Sound familiar? You are not alone. Millions of people want to get fit but simply do not have the time.
Here is the good news. You do not need one hour. You do not even need 30 minutes. This simple 20 minute routine fits into even the busiest day — and it actually works.
This guide gives you everything you need. Four exercises. A clear structure. Zero equipment. And results you can feel within two weeks.
Ready? Let us begin.
To see more workout routines read our guide to Full Body Home Workout Routine for Beginners.
Table Of Contents
- 20 Minute Home Workout for Beginners — Why It Works
- How This 20 Minute Home Workout for Beginners Is Structured
- Step 1 — Warm Up (3 Minutes)
- Step 2 — The Main Circuit (14 Minutes)
- Weekly Schedule for Your 20 Minute Home Workout for Beginners
- How to Make This Harder Over Time
- Five Tips to Stay Consistent When Life Gets Busy
- A Note for Those Who Want Extra Support
- Start Your 20 Minute Home Workout for Beginners Right Now
- FAQs
- References
When you are new to exercise your body responds to even small amounts of movement.

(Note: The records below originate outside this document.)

PR #1084, opened 2022-09-23
Add 1.5M FEI tolerance in tip121c validate step

eswak:
The following test was actually a bit flawed because it would work if more FEI got minted in the PSM, but would fail if more FEI got redeemed with the PSM :

```
expect(await contracts.dai.balanceOf(addresses.simpleFeiDaiPSM)).to.be.bignumber.greaterThan(
    USER_CIRCULATING_FEI_AT_FIXED_BLOCK
);
```

I replaced that check with : 
- Dynamic circulating FEI (`userCirculatingFeiSupply`) is within 500 FEI range from DAI in simpleFeiDaiPSM
- Dynamic circulating FEI is within 1.5M FEI from the hardcoded circulating FEI value (`USER_CIRCULATING_FEI_AT_FIXED_BLOCK`), which will revert the tests if that's the case and we should have a look at it


xklob (approved):

thomas-waite (approved):
Thanks for doing

PR #1085, opened 2022-09-23
1) Remove test 10M FEI mint 

thomas-waite:
# Remove test 10M FEI mint 
The sudo script called as part of the e2e setup mints 10M FEI to the accounts[0] account. Firstly, this should only be done in the relevant test where that is needed and not globally, but it also affects the PCV accounting in the tests as totalSupply() will be greater than it should be.

This PR removes that FEI minting


thomas-waite:
PCV stats with change:
image

xklob (approved):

20 Minute Home Workout for Beginners — Why It Works
Your muscles are untrained. Your heart and lungs are not used to the effort. So just 20 minutes of focused work is genuinely enough to create real change.
Science backs this up. A study in the Journal of Physiology showed that short structured workouts produce the same fitness benefits as longer sessions for beginners.
The great thing about a 20 minute home workout for beginners is that it feels completely achievable. Twenty minutes is not scary. You will not talk yourself out of it. You will not skip it because you are tired.
And that consistency — showing up three times a week for just 20 minutes — is what creates real lasting results over time.
How This 20 Minute Home Workout For Beginners Is Structured
Every effective workout requires an easy-to-follow structure. This workout structure is quite simple to comprehend and remember as well.
The workout structure will be as follows:
✔ Minutes 0 to 3 – Warm up. Activate the body’s muscles and joints.
✔ Minutes 4 to 17 – Circuit session. The session includes 4 body-training exercises.
✔ Minutes 18 to 20 – Cool down. Slow down your pulse and do some stretching exercise.
The 20-minute exercise routine will include three circuit sessions that each take 4-5 minutes to complete.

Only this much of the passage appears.